While the victims of last week's terror attack will never be forgotten, and while the trauma experienced by this community will weigh heavily for a long time to come, it is essential for the wellbeing of everyone associated with Borough Market that we return to at least a semblance of normality as soon as we can. On Wednesday, The Bell will ring, the stalls will open, customers will start to arrive, and the healing process will begin.
That healing process will require a vast well of empathy and support-something that we know exists here in abundance. We have been flooded with messages and offers of help. Traders, customers, staff and trustees have done whatever they can, from the local artist who donated works of art inspired by the Market's produce to help the Red Cross UK Solidarity Fund, to traders such as Horn OK Please and Borough Wines who used their presence at other markets to raise money for the fund. Gourmet Goat is planning to give away pots of koliva, a dish of wheat berries, spices and mint that is loaded with symbolism in the eastern Mediterranean, in exchange for a donation. Hundreds of people have made donations to the Borough Market trader support fund, which has been set up to support the small independent businesses whose viability has been put at risk from lost stock and cancelled trading days.

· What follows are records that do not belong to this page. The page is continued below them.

PR #3682, opened 2023-08-22
Bump service-configuration-lib to v2.18.6

edingroot:
## Description
To mainly include the following changes:
* Assign spark.app.id to a more intuitive name
* Pick spark ui port with preference
* Temporary adding `--add-id` argument for explicitly specifying spark.app.id when anything goes wrong

Full list: https://github.com/Yelp/service_configuration_lib/compare/v2.18.0...v2.18.6

## Test
```bash
. ./.tox/py38-linux/bin/activate
paasta spark-run --aws-credentials-yaml=/etc/boto_cfg/mrjob.yaml --cmd "spark-submit /work/integration_tests/s3.py"
```
Spark UI:  

image

With `--app-id` provided:  

image

PR #3695, opened 2023-09-06
MLCOMPUTE-746 | Remove the spark app-id option

edingroot:
We added the option for explicitly specifying Spark app id in #3682 as a safety measure for rolling out the new app id naming convention.

Now the new naming convention has been fully rolled out without any problem and no one is currently using the option. So I'm going to remove the option to cleanup the logic and avoid problems caused by user explicitly set the id.


88manpreet (approved):
Nice.

PR #3708, opened 2023-09-21
Ensure secret_volume volumes are not optional

nemacysts:
We noticed some logging from a newly added use of secret_volume that makes us think that the default for these is that V1SecretVolumeSources are optional - let's clear up any ambiguity and explicitly set a value for this

NOTE: I'm not quite sure if this will require a big bounce of anything using secret_volume - but I guess that's also less of a concern than a big bounce of *everything*


jfongatyelp (approved):

nemacysts:
(i'll merge this on monday)

EvanKrall (approved):

PR #3803, opened 2024-02-14
Speed up secret syncing

nemacysts:
It turns out that the slowness here was due to our hardcoded .3s sleep - we're
now syncing a lot more secrets (and generally doing more work) because of our
namespace sharding, so this sleep ends up taking quite a bit of time.

We generally haven't had to throttle much (outside of Pod creation, but that's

The strength of this community has been sorely tested over the past 10 days, and it has shown itself to be rock solid. The Market's staff have worked around the clock and through the weekend, in circumstances of both logistical challenge and emotional strain, in an attempt to get the place ready for its reopening. Many others, from the building firms that volunteered their help to the markets that offered temporary stalls and storage facilities to our traders, have played their part. On Friday morning, London-based florists, flower growers and greengrocers will join together to create a beautiful installation of flowers and fresh produce around the main Art Deco entrance on Borough High Street.
Anyone else who wishes to help in the coming weeks can do so in one simple but fundamental way: by turning up, putting a buzz back into the atmosphere, and buying some high quality food and drink from the fantastic array of traders who make this such a special and diverse place. To help our stallholders and give more customers a chance to do some shopping and show their support, we will stay open on Sunday, both this weekend and next. Come along to show your love for Borough and the values of tolerance and community that the Market does so much to promote.
Starting on Wednesday, every person who comes here will be making a difference. At 10am, we will link arms, pause for a moment of silent reflection, then ring the Market bell loud and clear. And from that moment onwards we will need you more than ever.